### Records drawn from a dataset
PR #1341, opened 2026-06-01
Rename MIT to MIT Expat and change the license from CC-BY 3.0 to CC-BY 4.0

SapphireSlash:
According to the GNU website:

>Some people call this license “the MIT License,” but that term is misleading, since MIT has used many licenses for software. It is also ambiguous, since the same people also call the [X11 license](https://www.gnu.org/licenses/license-list.html#X11License) “the MIT License,” failing to distinguish them. We recommend not using the term “MIT License.”

This also means that the MIT No Attribution is renamed to the MIT Expat No Attribution.

Also from the GNU website:
> Some people call this license “the MIT No Attribution License,” but that term is misleading, since MIT has used many licenses for software and all of them contained requirements to preserve copyright notices and license notice. As the license is clearly based on the Expat License, we recommend to call it the No-attribution Expat License (but please note that Expat has never used this license).

Also changes CC-BY 3.0 license to 4.0.


mlinksva:
Do not resubmit the same PR, I already closed #1340 

Not going to rename, has been discussed years ago here and https://github.com/licensee/licensee/issues/98#issuecomment-220885877

PR #1230, opened 2024-07-08
Add new condition include-license-or-link

leoheitmannruiz:
Closes #1219

PR #1348, opened 2026-07-11
fix: correct Blue Oak 1.0.0 license notice condition

### LINKED ISSUE #1219: Blue Oak Model License 1.0.0 Conditions
Hello :)

The label for the conditions of the Blue Oak Model License 1.0.0 is "License and copyright notice", with the description being: "A copy of the license and copyright notice must be included with the licensed material."

If I'm not terribly misunderstanding the license, this label/description is not correct. The condition of the Blue Oak Model License 1.0.0 is stated in the [Notices](https://blueoakcouncil.org/license/1.0.0#notices) section.

No copyright notice must be included, as there is none. And, a copy of the license must not be included with the licensed material. A "link to https://blueoakcouncil.org/license/1.0.0" is fine.

Should a label with a description along the lines of "A copy of or link to the license must be included with the licensed material." be added?

PS: Do you know when GitHub will begin [detecting](https://github.com/git-learning-game/oh-my-git/blob/main/LICENSE.md) the Blue Oak Model License 1.0.0, now that licensee is [capable of doing so](https://github.com/licensee/licensee/releases/tag/v9.17.0)?

Tarekchehahde:
## Summary

Fixes #1219.

Blue Oak Model License 1.0.0 was tagged with `include-copyright`, which tells users they must include a copyright notice. The [Notices section](https://blueoakcouncil.org/license/1.0.0#notices) only requires a license copy or link — no copyright notice.

- Add `include-license` condition to `_data/rules.yml`
- Switch `BlueOak-1.0.0` to the new tag
- Document the rule in README

## Test plan

- [ ] `./script/cibuild` passes (license rules spec validates tags)
- [ ] Blue Oak license page shows "License notice" instead of "License and copyright notice"

Made with [Cursor](https://cursor.com)

### DIFF
--- a/README.md
+++ b/README.md
@@ -99,6 +99,7 @@ The license properties (rules) are stored as a bulleted list within the licenses
 
 * `include-copyright` - A copy of the license and copyright notice must be included with the software.
 * `include-copyright--source` - A copy of the license and copyright notice must be included with the software in source form, but is not required for binaries.
+* `include-license` - A copy of or link to the license must be included with the software.
 * `document-changes` - Changes made to the code must be documented.
 * `disclose-source` - Source code must be made available when the software is distributed.
 * `network-use-disclose` - Users who interact with the software via network are given the right to receive a copy of the source code.
--- a/_data/rules.yml
+++ b/_data/rules.yml
@@ -19,6 +19,9 @@ conditions:
 - description: A copy of the license and copyright notice must be included with the licensed material.
   label: License and copyright notice
   tag: include-copyright
+- description: A copy of or link to the license must be included with the licensed material.
+  label: License notice
+  tag: include-license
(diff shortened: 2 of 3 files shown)


leoheitmannruiz:
I think the proposed label and tag are rather poor. Half the point is that BlueOak-1.0.0 does not require a copy of the license and instead is fine with a link. The label "License notice" and tag "include-license" don't convey this at all. The majority of licenses require the license to be included but only very few are fine with a link.

I prefer something along the lines of #1230.

PS: Probably it makes sense to make a few larger changes, to better accommodate licenses such as BlueOak-1.0.0? I'm thinking perhaps remove the current include-copyright and then add these three:

- include-license: A copy of the license must be included with the licensed material.
- include-license--or-link: A copy of or link to the license must be included with the licensed material.
- include-copyright: A copy of the copyright notice must be included with the licensed material.

PR #1387, opened 2026-08-26
feat: collapse license text

Bishops-exe:
keep the text collapsed unless the user presses 'continue reading'. Translations done by Claude-code, no guarantee they are correct!


Bishops-exe:
here is how it looks
image

mlinksva:
I don't see any reason to add a click merely to read an entire license.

### Task requirements
Scan the records above. Return every line with "changes" in it.

### The answer
Also changes CC-BY 3.0 license to 4.0.
 * `document-changes` - Changes made to the code must be documented.
PS: Probably it makes sense to make a few larger changes, to better accommodate licenses such as BlueOak-1.0.0? I'm thinking perhaps remove the current include-copyright and then add these three:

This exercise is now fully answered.